Our teamat the Center for Urban Research, CUNY Graduate Center is doing its part by mapping the “hard to count” (HTC) population in more than two dozen metropolitan areas nationwide, with the support of the Hagedorn Foundation.  We’ll also be developing an online, interactive mapping application for funders, outreach groups, local officials, the media, and others to easily zoom in on their metro region and create custom maps to help focus their efforts.

Where are the hard-to-count communities?  The Census Bureau analyzed 2000 Census data to:

measure census coverage and to identify reasons people are missed in the census (de la Puente, 1993). The variables include housing indicators (percent renters, multi-units, crowded housing, lack of telephones, vacancy) and person indicators (poverty, not high school graduate, unemployed, complex households, mobility, language isolation).

From this, the Bureau calculated an HTC score for each tract in the nation (on a scale of 0 to 125).  They estimate that any tract with a score of 60 or higher will be at the greatest risk of undercount in 2010.  Our metro maps for the 2010 outreach campaign highlight the concentrations of HTC tracts, as well as the 2000 Census response rate by tract.  Here are two examples, for Chicago and New York City:



Foundations are using these maps to help guide their grantmaking, and local groups are using the maps to target their outreach.  As an example, this month several Long Island-based foundations issued an RFPfor grants to local groups doing Census outreach.  The Hagedorn Foundation asked us to create a special set of Long Island maps to supplement the RFP – you can view the PDFs here and here(see below for a sample – these mapped the HTC scores relative to all tracts in Nassau, so some tracts with scores less than 60 — but still harder to count than others in the county — are shaded as hard to count).

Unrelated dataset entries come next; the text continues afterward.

Issue #10439, opened 2024-09-21
mcgrath_au needs rewrite to algolia


CloCkWeRX:
### Spider name

mcgrath_au

### Possible causes?

https://www.mcgrath.com.au/search/office
https://testinga3vxex35ke-dsn.algolia.net/1/indexes/office/query?x-algolia-agent=Algolia%20for%20JavaScript%20(4.22.1)%3B%20Browser%20(lite)&x-algolia-api-key=d1594f8570b9fa5a764d624db7ebd84e&x-algolia-application-id=testingA3VXEX35KE

PR #10960, opened 2024-10-07
McGrath: Update API key

impiaaa:


CloCkWeRX:
Annoying, that was just rewritten two weeks ago: https://github.com/alltheplaces/alltheplaces/issues/10439

May have to look at some kind of auto detection of key if it changes frequently

impiaaa:
To be clear, I was the one who rewrote it (#10571). It wasn't immediately obvious to me where the API key comes from on the webpage, so I'd like to wait and see if it does change frequently before putting more effort into detecting it.

CloCkWeRX:
Yeah, fair enough. You probably already know, but 
https://github.com/alltheplaces/alltheplaces/pull/6526/files#diff-28f4b0075e09fcbd651c6034d03d519fa85fd75f094523bc9103989c7a35954bR29 is the current detection.

From their online samples I'd think they often are in an env variable for a framework; ie https://github.com/search?q=REACT_APP_ALGOLIA_API_KEY&type=code - so we might be able to in a playwright browser evaluate window.app.config.whatever.api_key across many spiders.

PR #10964, opened 2024-10-08
[scouts_gg_gb_im_je] Fix spider

arrival-spring:
They seem to have changed to title case keys, rather than all lower case


Cj-Malone:
Thank you

PR #10965, opened 2024-10-08
[supa_quick] Try longer timeout

arrival-spring:
There have been a lot of timeout errors in the runs of this spider, including leading to some locations never being returned, so trying a longer timeout.


arrival-spring:
I was pausing while I looked at the opening hours, looks fine now though

PR #10974, opened 2024-10-08
remove day_today_gb

matkoniecz:
according to https://github.com/alltheplaces/alltheplaces/discussions/10941#discussioncomment-10883201 research, about 10% entries are bogus


iandees:
10% of entries doesn't seem all that bad, but I'm ok with removing this. I would also be ok with adding it back if we find a way to make it more reliable.

PR #10977, opened 2024-10-08
[ulybka_radugi_ru] add spider (1.6k locations)

panasonic-mafia:


Cj-Malone:
Weirdly when I move to paging this API, instead of `limit=10000` I get duplicates, like they aren't honouring the sorting, or the offset is done pre filtering. Oh well, we can take them all in 1 request.

Cj-Malone:
Thanks

Issue #10694, opened 2024-09-28
Repeated, clearly bogus phone numbers


matkoniecz:
* [ ] phone = + repeated 159 times in hertz
* [ ] phone = (000) 000-00-00 repeated 35 times in opendata_mos_food_ru
* [ ] phone = - repeated 69 times in shop_4f_pl
* [ ] phone = - repeated 499 times in esprit
* [x] #10625
* [ ] phone = 200000000 repeated 24 times in seven_eleven_ph
* [ ] phone = 2000000 repeated 29 times in seven_eleven_ph
* [ ] phone = 0000 repeated 21 times in tim_hortons
* [ ] phone = +7() repeated 25 times in my_documents_ru
* [ ] phone = null repeated 46 times in pret_a_manger
* [ ] phone = (0) 0-0 repeated 27 times in supercuts
* [ ] phone = (000) 000-0000 repeated 24 times in indigo
* [ ] phone = 0 repeated 101 times in shell
* [ ] phone = - repeated 48 times in remax_it
* [ ] phone = - repeated 28 times in top_market_pl
* [ ] phone = 0000000000 repeated 100 times in phillips_66_conoco_76
* [ ] phone = 000-000-0000 repeated 29 times in phillips_66_conoco_76
* [ ] phone = null repeated 177 times in united_colors_of_benetton
* [ ] phone = +43 repeated 31 times in adeg
* [ ] phone = BE repeated 517 times in mol
* [ ] phone = 1111111111 repeated 143 times in bp
* [ ] phone = +48 repeated 23 times in wesola_pani
* [ ] phone = 0000000000 repeated 42 times in travelex
* [ ] phone = 000000000 repeated 30 times in travelex
* [ ] phone = None repeated 144 times in morrisons_gb

matkoniecz:
Note that these can be also thrown out by checking is phone number valid-looking, this would also catch more rare cases.

matkoniecz:
mostly fixed by  #10979

matkoniecz:
(remaining ones remain detectable and will be likely listed together with other highly repeated phone numbers)

PR #10979, opened 2024-10-08
Reject phone numbers with no digits or all zeros

arrival-spring:
Ref #10694

This would get most of them, with the exception of things like "+48" and "2000000"


Cj-Malone:
Thank you

PR #10992, opened 2024-10-09
[TGI Fridays GB] add spider

TheUKHighStreet:


TheUKHighStreet:
There are 51 locations but I can't see a way to get them. The list of all the locations on the locations page which says there are 51 only gives 42.
https://www.tgifridays.co.uk/locations

PR #13389, opened 2025-06-10
[David Jones AU NZ] Add spider

davidhicks:


davidhicks:
Thanks @Cj-Malone for the sitemap improvement. I missed this David Jones sitemap existing as I'd just finished writing myer_au which doesn't have a sitemap available.

PR #13414, opened 2025-06-13
[Texaco GB] Add spider

TheUKHighStreet:
Not sure whether this should be called valero_gb or texaco_gb


TheUKHighStreet:
Do I need to edit something in the Valero spider to be able to do this?

PR #13415, opened 2025-06-14
Update Tesla to parse JSON more reliably

iandees:


Cj-Malone:
The site uses http2, which in theory a proxy should be using (But I'm not sure it actually is), but even with http2 there is some bot thing happening somewhere. It's not javascript, but without the cookie, they are hiding. IDK why Tesla wants to hide.

Issue #13488, opened 2025-06-21
Points are clustered even at the highest zoom level


vfosnar:
Hi, I'm encountering an issue where points, maybe duplicates, maybe just nearby pois, are clustered even when zoomed all in. This makes it that I can't inspect neither of the entries displayed on the map. Example: https://alltheplaces.xyz/map.html#16.67/50.055241/15.762519

iandees:
Looks like the pmtiles output from tippecanoe is clustering too much. I adjusted the tippecanoe command so that it doesn't do that. We'll see what it looks like at the next run.

iandees:
Ok, this should be resolved now. You should be able to see all points at the highest vector tile zoom level (15) and beyond.

PR #13489, opened 2025-06-21
Set cluster-maxzoom in tippecanoe

iandees:
This leaves all data at maxzoom so that we can view clusters, even when points are exactly overlapping and would otherwise get clustered together.

Part of #13488


iandees:
This will probably cause the build to fail because tippecanoe can't fit everything in a zoom 14 tile, but it's a start.

PR #13536, opened 2025-06-24
[english_heritage_gb][national_trust_gb] switch brand to operator

panasonic-mafia:
It feels not right to have brands on tourist attractions.


davidhicks:
Should it be `operator` instead of `brand`, or does National Trust not operate the features, rather, just supports their operation in some way (financial support or whatever)?

PR #13571, opened 2025-06-25
[The Whisky Shop GB] Add Spider

TheUKHighStreet:


locations/spiders/the_whisky_shop_gb.py
```diff
@@ -0,0 +1,30 @@
...
+import re
+
+from locations.categories import Categories, apply_category
+from locations.dict_parser import DictParser
+from locations.hours import DAYS_FULL, OpeningHours
+from locations.json_blob_spider import JSONBlobSpider
+from locations.pipelines.address_clean_up import merge_address_lines
+
+
+class TheWhiskyShopGBSpider(JSONBlobSpider):
```
panasonic-mafia, line 11: Syntax of JSONBlobSpider is not utilised, so it's probably easier to just use Spider:

```suggestion
import json
import re

from locations.categories import Categories, apply_category
from locations.dict_parser import DictParser
from locations.hours import DAYS_FULL, OpeningHours
from scrapy import Spider
from locations.pipelines.address_clean_up import merge_address_lines


class TheWhiskyShopGBSpider(Spider):
```

PR #13577, opened 2025-06-26
[Euro ARGO ERIC] Add spider for ocean monitoring floats (~4k floats)

davidhicks:


iandees:
The Soul Buoy that originally marked Null Island (mentioned in the [Null Island Wikipedia article](https://en.wikipedia.org/wiki/Null_Island#Soul_buoy)) is no longer there, so there shouldn't be any buoys at 0,0 anymore.

iandees:
Oh, the change you made also allows 0 lat _or_ lon. Got it.

PR #13592, opened 2025-06-27
[OceanOPS Global Drifter Program] Add spider for ocean drifters

davidhicks:


iandees:
Are these drifting in the sense that they are designed to constantly move? If so, I don't think that's useful for All the Places.

davidhicks:
> Are these drifting in the sense that they are designed to constantly move? If so, I don't think that's useful for All the Places.

Yes, same as #13577 (floaters) they move around the ocean but have quite a few years of lifespan. Drifters will report their position more regularly as they're on the surface, whereas floaters sink and rise again a week or however long later to make a report, then repeat their cycle.

My thinking with these moving buoys/floaters is the value to ATP consumers comes from:
- Easily allow drawing of a map of all floater/drifter locations on a single day (for inclusion in e.g. Wikimedia Commons/Wikipedias)
- Using historical ATP run data to create an approximate time lapse image/video of floater/drifter locations (for inclusion in e.g. Wikimedia Commons/Wikipedias)
- An event occurs (e.g. underwater volcano) and someone immediately wants to see what sensors were nearby in the ocean that may have detected the phenomena. They could do this today by visiting a dashboard such as ocean-ops.org, but would have essentially have to revert to writing a spider such  as these ATP spiders to extract positions into QGIS or some other tool for other analysis.

Note #13573 is for moored buoys that are anchored and don't move around the ocean.

iandees:
Closing this — moving buoys don't fit well as location data for AllThePlaces since they're not fixed locations.

PR #13593, opened 2025-06-27
[Schuh GB] Add Spider

TheUKHighStreet:
Not sure whether this is possible - it is blocking with 403 errors.


TheUKHighStreet:
The latitude and longitude don't seem to be available.

PR #181, opened 2017-03-02
`.distinct()` was forcing very slow sort on all queries

catherinedevlin:
This seems to fix our killer performance problem.


afrasier:
That was optimistic.

PR #189, opened 2017-03-06
Add Latest Transaction to Summary Award

afrasier:
Adding latest transaction to summary award, pulled when requested or when hitting the `/awards/pk` endpoint

* Added latest transaction to awards model 
* Added setting latest transaction to update_awards method
* Updated Broker ETL to set type_descriptions and to call update_awards and update_contract_awards
* Updated Documentation


usaspending_api/submissions/management/commands/load_submission.py
```diff
@@ -12,16 +12,25 @@
...
     Agency, LegalEntity, Location, RefObjectClassCode, RefCountryCode, RefProgramActivity, CFDAProgram)
 from usaspending_api.submissions.models import SubmissionAttributes
+from usaspending_api.etl.award_helpers import update_awards, update_contract_awards
 
 # This dictionary will hold a map of tas_id -> treasury_account to ensure we don't
 # keep hitting the databroker DB for account data
 TAS_ID_TO_ACCOUNT = {}
 
+# Store some additional support data needed for the type description matching
+award_type_dict = {a[0]: a[1] for a in AWARD_TYPES}
```
catherinedevlin: In my PR from earlier today, I calc the dictionary form of  `AWARD_TYPES` and  `CONTRACT_PRICING_TYPES` in awards/models.py itself, then import those here to save a little code; I'll push a commit shortly to this to re-do that in this PR.

catherinedevlin: ah, wait: I didn't understand why git didn't incorporate my changes - now I see, it's just very similar code in a dfferent file.  I'll still submit that as a refactor, but as  small separate PR after this is approved.

usaspending_api/awards/models.py
```diff
@@ -191,6 +191,7 @@ class Award(DataSourceTrackedModel):
     create_date = models.DateTimeField(auto_now_add=True, blank=True, null=True)
     update_date = models.DateTimeField(auto_now=True, null=True)
     latest_submission = models.ForeignKey(SubmissionAttributes, null=True)
+    latest_transaction = models.ForeignKey("awards.Transaction", related_name="latest_transaction", null=True)
```
catherinedevlin: The `related_name` is the fieldname from the `Transaction` side, so it's confusing to have that named `latest_transaction` when it actually points back to this award:

`In [4]: Transaction.objects.first().latest_transaction.first()
Out[4]: <Award: Definitive Contract piid: SBAHQ16C0024 fain: None uri: None>`

Not sure what would be a clearer name - `latest_transaction_of`, `latest_transaction_of_award`, or even `latest_transaction_of_which_award`, maybe?  Alternately, maybe it's not necessary to have a `related_name` here, since  there's already a link from the Transaction up to the parent Award via the Transaction's `.award`:

`
In [5]: Transaction.objects.first().award
Out[5]: <Award: Definitive Contract piid: SBAHQ16C0024 fain: None uri: None>`

... the only utility I can figure is if we want to be able to determine from a Transaction whether it is the last transaction of its parent award.  Do we?

afrasier: We have to have a related name here because there would be a collision with transaction set related names (you'll see this if you try to makemigrations without a related name) I went for 'latest_transaction' here, because I thought it was clear, however I see what you mean now. We could probably do with naming it "latest_for_award", how does that sound?

PR #191, opened 2017-03-07
DS-703 case insensitivity for 'in' and 'equals' operations

namkyux:


namkyux:
Good fix on the iexact for nonstrings!

PR #192, opened 2017-03-07
Aggregate potential total value of award

afrasier:
* `potential_total_value_of_award` is now aggregated across `TransactionContract` data rather than just taking the latest
* Updated test_award_helpers to verify the summation


usaspending_api/etl/award_helpers.py
```diff
@@ -97,21 +97,33 @@ def update_contract_awards(award_tuple=None):
         sql_txn_contract_latest += 'WHERE award_id IN %s '
```
bsweger: Since potential_total_value_of_award was the only field we were getting from the latest contract txn record, I think we can flat out replace lines 90-98 with the new `sql_txn_totals` common table expression you've added.

usaspending_api/etl/award_helpers.py
```diff
@@ -97,21 +97,33 @@ def update_contract_awards(award_tuple=None):
...
+        sql_txn_totals += 'WHERE tx.award_id IN %s '
+    sql_txn_totals += 'GROUP BY tx.award_id) '
+
     # construct a sql query that uses the latest txn contract common table
     # expression above and joins it to the corresopnding
     # award. that joined data is used to update awards fields as appropriate
     # (currently, there's only one trasnaction_contract field that trickles
     # up and updates an award record: potential_total_value_of_award)
-    sql_update = 'WITH {}'.format(sql_txn_contract_latest)
+    sql_update = 'WITH {}, {}'.format(sql_txn_contract_latest, sql_txn_totals)
```
bsweger: See above question...do we still need to use `sql_txn_contract_latest`?

usaspending_api/etl/award_helpers.py
afrasier: As it currently stands, no, we don't need it; so I suppose we can remove it. Let me know if you want me to get rid of it.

Next step for us is to transform these printed maps into a nationwide online mapping website.  The site will enable people to: 

  1. Zoom to their neighborhood, county, city, or state to see the mapped patterns of hard-to-count Census tracts;
  2. Click on individual Census tracts to display detailed information about each one;
  3. Add other layers of Census demographics, 2000 Census response rates, related data from the 2005-07 American Community Survey, and recent foreclosure risks circa 2007-08 so people can see the interrelationships among multiple variables; and
  4. Display state- and local-level resources such as funding opportunities, regional Census contacts, contact info for groups participating in Census outreach, etc.  

We’ve been reviewing other projects that are similar so we don’t duplicate efforts.  These include:

A key question for us is which basemap do we use?  We’ll be serving the tract-level geography and attributes (probably as cached tiles) from our servers using ArcGIS Server on the backend, OpenLayers and ExtJS on the front end — a combination that has served us well (see here and here).  Likely we’ll use Google Maps (and/or their Hybrid or Terrain views) for the underlying street/reference geography.  But perhaps OpenStreetMap would be a better choice?  Or Bing Maps?  Advice from the GeoWeb community would be appreciated.

Timing? We’re shooting for a beta site in late September, seeking feedback from partner groups in the fall, and a production-level site by the end of the year.